* What you are asked to do
What lines in the records below mention "your"? List them all.

* Data under study

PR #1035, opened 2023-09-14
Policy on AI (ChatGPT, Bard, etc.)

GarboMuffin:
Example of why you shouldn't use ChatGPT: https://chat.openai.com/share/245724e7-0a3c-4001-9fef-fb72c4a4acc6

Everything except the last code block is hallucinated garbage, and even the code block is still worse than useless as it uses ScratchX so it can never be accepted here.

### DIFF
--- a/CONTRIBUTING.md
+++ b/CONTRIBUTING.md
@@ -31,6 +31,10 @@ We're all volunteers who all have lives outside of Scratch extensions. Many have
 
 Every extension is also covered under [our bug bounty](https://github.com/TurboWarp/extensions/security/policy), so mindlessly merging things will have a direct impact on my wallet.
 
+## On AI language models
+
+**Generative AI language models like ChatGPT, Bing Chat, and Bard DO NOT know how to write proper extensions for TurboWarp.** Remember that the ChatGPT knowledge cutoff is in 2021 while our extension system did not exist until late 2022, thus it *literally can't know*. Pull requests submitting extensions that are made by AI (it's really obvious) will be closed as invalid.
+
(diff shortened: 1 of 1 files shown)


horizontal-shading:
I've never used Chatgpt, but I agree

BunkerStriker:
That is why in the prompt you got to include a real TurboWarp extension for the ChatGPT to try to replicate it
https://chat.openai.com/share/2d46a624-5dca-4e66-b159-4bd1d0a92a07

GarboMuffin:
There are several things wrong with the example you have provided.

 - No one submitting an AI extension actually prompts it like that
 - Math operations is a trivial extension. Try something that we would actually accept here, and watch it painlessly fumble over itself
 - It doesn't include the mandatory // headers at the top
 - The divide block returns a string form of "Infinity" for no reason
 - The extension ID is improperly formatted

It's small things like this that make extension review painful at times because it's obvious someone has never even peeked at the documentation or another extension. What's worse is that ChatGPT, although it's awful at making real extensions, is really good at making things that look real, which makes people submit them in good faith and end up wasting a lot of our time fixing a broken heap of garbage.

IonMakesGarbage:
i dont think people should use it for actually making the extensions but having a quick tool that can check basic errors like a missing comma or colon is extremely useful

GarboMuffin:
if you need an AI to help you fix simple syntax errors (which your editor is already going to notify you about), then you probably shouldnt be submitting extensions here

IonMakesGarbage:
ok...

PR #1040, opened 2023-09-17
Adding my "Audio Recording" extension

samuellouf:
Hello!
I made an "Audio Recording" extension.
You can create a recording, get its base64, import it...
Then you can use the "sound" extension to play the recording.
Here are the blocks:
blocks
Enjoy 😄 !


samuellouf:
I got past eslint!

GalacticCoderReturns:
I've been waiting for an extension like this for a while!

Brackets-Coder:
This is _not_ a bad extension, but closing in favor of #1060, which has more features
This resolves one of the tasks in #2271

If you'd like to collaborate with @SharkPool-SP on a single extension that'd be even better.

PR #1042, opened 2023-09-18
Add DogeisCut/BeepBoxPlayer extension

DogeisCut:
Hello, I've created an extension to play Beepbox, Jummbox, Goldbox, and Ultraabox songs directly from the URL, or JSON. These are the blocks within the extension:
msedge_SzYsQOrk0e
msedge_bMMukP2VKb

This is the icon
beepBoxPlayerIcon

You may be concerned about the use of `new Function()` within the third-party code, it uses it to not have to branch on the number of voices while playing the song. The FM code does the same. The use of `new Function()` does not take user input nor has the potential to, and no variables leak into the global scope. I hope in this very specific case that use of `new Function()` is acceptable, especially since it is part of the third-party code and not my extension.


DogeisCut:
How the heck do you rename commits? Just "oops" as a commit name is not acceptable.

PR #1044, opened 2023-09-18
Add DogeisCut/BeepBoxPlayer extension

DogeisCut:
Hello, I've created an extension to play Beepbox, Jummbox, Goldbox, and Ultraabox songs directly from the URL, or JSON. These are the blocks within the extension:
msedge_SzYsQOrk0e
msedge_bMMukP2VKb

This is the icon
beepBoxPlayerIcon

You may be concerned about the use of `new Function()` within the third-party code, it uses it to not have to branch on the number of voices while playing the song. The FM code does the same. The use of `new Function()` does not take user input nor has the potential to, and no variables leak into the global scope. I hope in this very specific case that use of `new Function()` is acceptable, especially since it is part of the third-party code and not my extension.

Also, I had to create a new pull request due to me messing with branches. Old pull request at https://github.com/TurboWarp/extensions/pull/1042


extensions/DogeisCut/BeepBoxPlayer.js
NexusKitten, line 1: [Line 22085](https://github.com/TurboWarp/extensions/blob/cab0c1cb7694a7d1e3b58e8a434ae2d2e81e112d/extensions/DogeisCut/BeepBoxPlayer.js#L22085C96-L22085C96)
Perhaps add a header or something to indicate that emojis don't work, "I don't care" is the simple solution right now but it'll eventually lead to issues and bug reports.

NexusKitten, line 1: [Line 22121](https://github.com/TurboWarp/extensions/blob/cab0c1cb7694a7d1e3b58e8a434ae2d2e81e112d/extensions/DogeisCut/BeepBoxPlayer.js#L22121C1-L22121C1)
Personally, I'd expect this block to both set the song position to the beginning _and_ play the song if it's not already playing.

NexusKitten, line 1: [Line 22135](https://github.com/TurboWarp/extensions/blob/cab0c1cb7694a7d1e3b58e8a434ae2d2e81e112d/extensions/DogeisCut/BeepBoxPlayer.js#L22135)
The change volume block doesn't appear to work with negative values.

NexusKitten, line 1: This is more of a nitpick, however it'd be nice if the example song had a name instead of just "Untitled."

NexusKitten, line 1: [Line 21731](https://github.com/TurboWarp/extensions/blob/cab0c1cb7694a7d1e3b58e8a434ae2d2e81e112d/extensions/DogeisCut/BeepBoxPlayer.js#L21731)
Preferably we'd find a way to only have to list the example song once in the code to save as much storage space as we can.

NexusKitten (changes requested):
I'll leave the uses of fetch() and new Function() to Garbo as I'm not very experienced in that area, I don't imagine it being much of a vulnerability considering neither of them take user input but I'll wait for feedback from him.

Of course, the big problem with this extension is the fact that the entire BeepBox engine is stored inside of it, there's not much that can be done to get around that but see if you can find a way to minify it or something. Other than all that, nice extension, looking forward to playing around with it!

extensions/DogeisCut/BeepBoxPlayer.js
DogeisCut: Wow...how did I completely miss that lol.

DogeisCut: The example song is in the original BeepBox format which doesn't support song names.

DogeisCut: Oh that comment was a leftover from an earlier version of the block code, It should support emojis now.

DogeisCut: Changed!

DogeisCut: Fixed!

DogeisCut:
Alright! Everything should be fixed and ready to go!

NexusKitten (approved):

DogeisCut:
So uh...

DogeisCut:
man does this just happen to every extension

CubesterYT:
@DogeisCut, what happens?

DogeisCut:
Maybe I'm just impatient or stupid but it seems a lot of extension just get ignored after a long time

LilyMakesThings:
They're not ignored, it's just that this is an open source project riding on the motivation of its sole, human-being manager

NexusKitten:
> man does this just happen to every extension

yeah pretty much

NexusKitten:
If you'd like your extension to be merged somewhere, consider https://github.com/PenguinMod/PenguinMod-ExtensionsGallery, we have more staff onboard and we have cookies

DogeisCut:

* Output for this task
if you need an AI to help you fix simple syntax errors (which your editor is already going to notify you about), then you probably shouldnt be submitting extensions here
If you'd like your extension to be merged somewhere, consider https://github.com/PenguinMod/PenguinMod-ExtensionsGallery, we have more staff onboard and we have cookies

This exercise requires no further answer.